What you need to do. Search the data below, and report every line in which "plus" occurs.

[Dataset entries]
PR #513, opened 2026-09-15
fix(tauri): adding fix for icons, minimum os version & os platform for model id

razasaddiqi:
## Checklist

### Fixed
- **Code (phone): switching chats mid-turn no longer loses a chat's session.** `ensure_session` snapshotted the session map before the create request and wrote the whole snapshot back after it, so a session recorded by another chat during that request was overwritten and that chat silently started over. The write-back now re-reads the file after the request and merges only the current chat's entries. Regression test parks chat A's create request, writes chat B's session in the window, and asserts B survives (fails on the old code). — round-5 blocking item P2
- **Release builds no longer read the repo's `.env.local`.** The desktop loaded `src-tauri/.env.local`/`.env.production` through a path compiled in at build time — in release builds too — so a DMG built on a dev machine (a) opened the developer's localhost instead of production and hung on "Loading…", and (b) took the dev platform domain (`iblai.org`), asked it for the tenant's model list with a production token (401) and registered only the default model, so every phone Code turn failed with `Model not found: iblai/<model>`. The dotenv loads (`main.rs`, `lib.rs`) and `opencode_proxy::local_env` are now debug-only; release resolution is shell env → bundled `.env` → production defaults, identical to a CI-built DMG. Test `release_builds_ignore_the_checkout_dotenv` runs in the release profile.
- **iOS `Product → Archive` in Xcode works.** Tauri's stock `xcode-script` build phase only works when `cargo tauri ios build` is the parent process (it fetches options over a local socket), so archiving from Xcode failed with `PhaseScriptExecution … Connection refused` (after first failing with `cargo: command not found` on Xcode's bare `PATH`). The "Build Rust Code" phase now runs `gen/apple/build-rust.sh`, which builds the crate's static library for each requested arch with the iOS SDK flags and copies it to `Externals/<arch>/<config>/libapp.a`, with cargo and Homebrew (`cmake`, for llama.cpp) on `PATH`. `cargo tauri ios build --export-method app-store-connect` still works.
- **App Store Connect validation.** All four rejections fixed: app icons had an alpha channel (flattened, all 18); `libapp.a` was copied into the bundle via a stray Resources phase entry (now link-only); the iOS version (`0.95.19`) was below the last approved `1.1.19`; `MinimumOSVersion` was 14.0 (Apple requires ≥ 15.0 from spring 2027) — deployment target raised to 15.0 in `tauri.conf.json`, the Xcode project and `project.yml`.

### Changed
- **All mobile builds default to `https://os.ibl.ai`**, the same production host as desktop (was `mentorai.iblai.app` on iOS/Android; a stale LAN address for debug builds with nothing baked in). Universal links accept both `os.ibl.ai` and `mentorai.iblai.app`. `scripts/android-release.sh` and `.env.example` updated.
- **iOS versioning has its own line**, via Tauri's per-platform overlay `src-tauri/tauri.ios.conf.json`: `version` (marketing, currently `1.1.20`) and `bundle.iOS.bundleVersion` (plain build counter, currently `2`). Bump the build number per upload, the version per release; `tauri.conf.json`'s `version` stays the desktop/updater line.


null-crafter:
# PR 513 code review

**Head:** `52b99db7` — "fix(tauri): adding fix for icons, minimum os version & os platform for model id"
**Base:** `main` · **Reviewed:** 2026-09-16

Twenty-five files, but nineteen are binary icon replacements — the reviewable surface is
seven. The stated purpose lands, and the runtime half of the "dev machine config leaks into
a release build" class is fixed properly in both entry points.

One blocking item, two worth fixing, three nits.

---

## Blocking

### B1. The Xcode project now runs a script the repo does not contain

`src-tauri/gen/apple/ibl-ai-os.xcodeproj/project.pbxproj` replaces the self-contained build
phase:

```diff
-shellScript = "cargo tauri ios xcode-script -v --platform ${PLATFORM_DISPLAY_NAME:?} … ${ARCHS:?}";
+shellScript = "\"$SRCROOT/build-rust.sh\"";
```

`build-rust.sh` is not in the repository. Listing the directory at this head — rather than
trusting a 404 — returns exactly two entries:

```
$ gh api repos/iblai/os/contents/src-tauri/gen/apple?ref=52b99db7
dir  Assets.xcassets
dir  ibl-ai-os.xcodeproj
```

`src-tauri/gen/apple/` is gitignored (`.gitignore:60`), so those two were force-added and
the new script was not — a plain `git add` would skip it silently. It is absent from a
fresh checkout too.

There is no iOS workflow under `.github/workflows/`, so this will never show up as a red
gate. It shows up as **iOS building only on the author's machine**: any clone, including a
fresh one by the author, fails at the Build Rust Code phase with "no such file". The
command it replaced worked from a clone with no extra files.

Either commit `build-rust.sh` with `git add -f`, or keep the self-contained
`cargo tauri ios xcode-script` invocation.

---

## Should fix

### B2. Universal links on `os.ibl.ai` cannot fire

The deep-link handler gains a branch for the new host:

```rust
// Both production hosts are in the associated-domains entitlement.
let is_universal_link =
    scheme == "https" && (host == "os.ibl.ai" || host == "mentorai.iblai.app");
```

A universal link needs two halves: the entitlement **and** an
`apple-app-site-association` file served by the host. The served half is missing, with the
old host as a positive control:

```
https://mentorai.iblai.app/.well-known/apple-app-site-association
  → HTTP 200, application/json
    { "applinks": { "details": [ { "appID": "L4FWRM8W5Z.ai.ibl.mentorai",
                                   "paths": ["/sso-login", "/sso-login/*", "/mobile/*", "/test/*"] } ] } }

https://os.ibl.ai/.well-known/apple-app-site-association
  → the Next.js HTML 404 page
```

So iOS never registers `os.ibl.ai` for the app, and the new branch is unreachable for it.
Nothing tracked carries `applinks` either — `entitlements.mac.plist` and
`entitlements.devid.plist` are macOS and have none — and `scripts/verify-entitlements.sh`
still references only `mentorai.iblai.app` throughout.

This is a deployment gap the PR surfaces rather than causes: since the same commit moves
the mobile default host to `os.ibl.ai`, the association file needs to be served there
before the branch does anything. The custom scheme (`iblai-mentor://`) is unaffected.

### B3. The release-leak fix is complete at runtime, not at compile time

The runtime half is good: dotenv loading is now `#[cfg(debug_assertions)]` in **both**
`main.rs` and `lib.rs`, and `local_env` returns `None` in release, with a test.

The compile-time path is still open. `build.rs` bakes `TAURI_DEV_URL` from
`.env.local` / `.env.production` into **release** builds whenever the value is https — it
only rejects non-https — and `get_app_url` reads it before the new default:

```rust
// Mobile: compile-time env var (set during build)
if let Some(url) = option_env!("TAURI_DEV_URL") {
    return url.to_string();
}
#[cfg(any(target_os = "ios", target_os = "android"))]
return "https://os.ibl.ai".to_string();
```

A release built on a dev machine whose dotenv points at the org platform therefore still
opens that host — the same class of bug this commit fixes at runtime, left open one layer
down. It also makes the new comment inaccurate: "Release builds behave the same everywhere:
shell env, then the bundled/cwd `.env` below, then the compiled-in default" skips the
compiled-in `TAURI_DEV_URL`, which wins over all of them.

---

## Nits

**N1.** `tauri.ios.conf.json` pins `bundleVersion: "2"`. App Store Connect rejects a
duplicate build number for the same version, so the next upload needs a manual edit. Worth
deriving it or documenting the bump.

**N2.** The same file pins `version: "1.1.20"` while `tauri.conf.json` is `0.95.19`.
Presumably deliberate — App Store versions can't go backwards — but it is now a second
place to maintain, so worth confirming it's intended rather than a copy-paste.

**N3.** `release_builds_ignore_the_checkout_dotenv` can fail on a developer machine. The
debug branch asserts:

```rust
assert!(value.is_some() || !has_local, "debug builds read the checkout dotenv");
```

`has_local` is true when either dotenv file *exists*, but `value` is `Some` only when one
contains `IBLAI_PLATFORM_DOMAIN`. A `.env.local` without that key fails the assertion.
Test for the key, not the file.

---

## Good

- The dotenv gating went into **both** entry points, respecting the twin rule rather than
  only the one being debugged.
- The hardcoded `192.168.1.46:3001` mobile debug fallback is gone — that was a landmine for
  anyone but its author.
- `local_env`'s release gate ships with a test rather than just a comment.
- `libapp.a` dropped from the Resources build phase, where a static library did not belong.
- The iOS deployment target 14 → 15 matches the new `minimumSystemVersion: "15.0"` rather
  than drifting from it.

---

## Verification

- **B1:** `gh api repos/iblai/os/contents/src-tauri/gen/apple?ref=52b99db7` lists the
  directory; a fresh clone plus an iOS build reproduces the failure.
- **B2:** `curl https://os.ibl.ai/.well-known/apple-app-site-association` — expect JSON,
  currently HTML.
- **B3:** build a release with `TAURI_DEV_URL=https://…` in `src-tauri/.env.local` and
  confirm the binary opens that host instead of `os.ibl.ai`.

---

## Verdict

**Changes requested** — on B1 alone: the tracked Xcode project references a file the
repository does not contain, so iOS builds only where that untracked file already exists.

B2 is a deployment gap this PR surfaces rather than introduces, and B3 is a pre-existing
path left open while a new comment claims it is closed; neither needs to block if they are
tracked separately.

This is an assistant review and does not replace the external reviewer's.

null-crafter:
# PR 513 code review — round 2

**Head:** `c5d53f9c` (`037ee3a5` "fix for code review and ios permissions", plus a merge of main)
**Reviewed:** 2026-09-16 · follow-up to [the first round](https://github.com/iblai/os/pull/513#issuecomment-5687350719)

Two of the three findings are properly fixed, with tests. One is unchanged. The new commit
adds one issue of its own.

---

## Fixed

**B1 — the missing build script.** `src-tauri/gen/apple/build-rust.sh` is now present and
executable (mode `100755`, matching `scripts/verify-entitlements.sh` as a control), along
with `project.yml` and `ibl-ai-os_iOS/`.

The header also explains the cause better than my report did: the stock
`cargo tauri ios xcode-script` only works when `cargo tauri ios build/dev` is the parent
process, because it fetches its options from the CLI over a local socket — so
Product > Archive failed with "Connection refused". Replacing it with a self-contained
script is the right call, not just a workaround.

**B3 — the compile-time half of the dev-URL leak.** Closed at the right place:

```rust
fn dev_url_from_env_files(release: bool) -> Option<String> {
    if let Ok(v) = std::env::var("TAURI_DEV_URL") { return Some(v); }
    if release { return None; }          // ← dotenv never reached in release
    …
}
```

The doc names it exactly — "the compile-time twin of the runtime leak `local_env` / the
dotenv loads used to have". Three tests cover it, including
`only_https_may_be_baked_into_a_release` and `a_release_build_ignores_the_checkout_dotenv`,
with a static `ENV_LOCK` serialising the env-var mutation between them so they can't race.

**N3 — the flaky dotenv test.** Now keyed on whether a file actually *sets* the key, with
`assert_eq!(value.is_some(), sets_key)` — tighter than the fix I suggested.

---

## Still open

**B2 — universal links on `os.ibl.ai`.** Rechecked today, unchanged:

```
https://os.ibl.ai/.well-known/apple-app-site-association          → HTTP 404, text/html
https://mentorai.iblai.app/.well-known/apple-app-site-association → HTTP 200, application/json
                                                                    (positive control)
```

The `host == "os.ibl.ai"` branch stays unreachable until that file is served. A deployment
task rather than a code one, but it needs to land before the new default host's deep links
are relied on.

**N1 —** `tauri.ios.conf.json` still pins `bundleVersion: "2"`; the next App Store upload
needs a manual bump.
**N2 —** it still pins `version: "1.1.20"` against `tauri.conf.json`'s `0.95.19`. Fine if
deliberate, worth confirming.

---

## New this round

### S1 (should fix) — `project.yml` still carries the command it replaced

This commit adds `src-tauri/gen/apple/project.yml`, the XcodeGen spec that
`project.pbxproj` is generated from. The two now disagree:

```
project.pbxproj   shellScript = "\"$SRCROOT/build-rust.sh\"";
project.yml       script: cargo tauri ios xcode-script -v --platform … ${ARCHS:?}
```

Regenerating from the spec restores exactly the command whose failure motivated
`build-rust.sh` — per that script's own header, Archive dies with "Connection refused".

Worth raising because the same reasoning is already applied one file over.
`src-tauri/Info.plist` carries the comment: *"Merged over gen/apple's Info.plist on every
`cargo tauri ios build`, so a regenerated Xcode project keeps them."* That awareness of
regeneration just didn't reach `project.yml`.

**One thing I could not determine:** whether `cargo tauri ios build` re-runs XcodeGen from
`project.yml`, or only `cargo tauri ios init` does. If it regenerates on build, the B1 fix
is already inert and this is blocking rather than latent. Worth settling before depending
on the fix.

### S2 (nit) — a doc reference to a script that isn't here

`build.rs`'s new comment points at `scripts/android-release.sh`, which is not in the repo.
Control: 27 files listed under `scripts/`, with `android-branding.sh`, `android-dev.sh` and
`android-add-deep-link-scheme.sh` present. The sibling reference,
`gen/apple/build-rust.sh`, does exist.

---

## Checked and clear

Three things I suspected and confirmed are fine, recorded so they aren't re-litigated:

- **`Externals/<CONFIGURATION>` casing.** `build-rust.sh` writes lowercase
  `release`/`debug`, and I expected that to miss Xcode's `$(CONFIGURATION)` in the library
  search paths. It doesn't: `project.yml` declares `configs: {debug: debug, release:
  release}`, so the configuration names are lowercase and the paths line up.
- **`--no-default-features`.** Safe. `[features]` has only `embedded-llm` and no `default`
  key, and the iOS inference engine is `cfg(target_os)`-gated rather than feature-gated, so
  the flag changes nothing on iOS.
- **Two Info.plists.** Deliberate, not a duplicate: `src-tauri/Info.plist` is the source
  Tauri merges over the generated one, and both carry the four usage strings.

The iOS permission strings themselves read well — each says what the app does with the
resource, which is what review looks for.

---

## Verification

- **S1:** `rg -n 'script:' src-tauri/gen/apple/project.yml` against
  `rg -n 'shellScript' src-tauri/gen/apple/ibl-ai-os.xcodeproj/project.pbxproj`.
- **B2:** `curl https://os.ibl.ai/.well-known/apple-app-site-association` — expect JSON.
- **B1/B3:** `cd src-tauri && cargo test` covers the three new `build.rs` tests; an Xcode
  Archive exercises the script end to end.

---

## Verdict

**Approved**, with caveats. The two blocking items from the first round are fixed, each
with a test that would fail on the pre-fix code, and nothing in the current artifact is
broken.

Caveats — none a reason to withhold approval:

- **B2** must land before `os.ibl.ai` deep links are relied on.
- **S1** should be aligned before anyone regenerates the Xcode project, and becomes
  blocking if `cargo tauri ios build` turns out to regenerate.
- **N1** will fail the next App Store upload.

This is an assistant review and does not replace the external reviewer's.

null-crafter (approved):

Output of the task.
  directory; a fresh clone plus an iOS build reproduces the failure.
**Head:** `c5d53f9c` (`037ee3a5` "fix for code review and ios permissions", plus a merge of main)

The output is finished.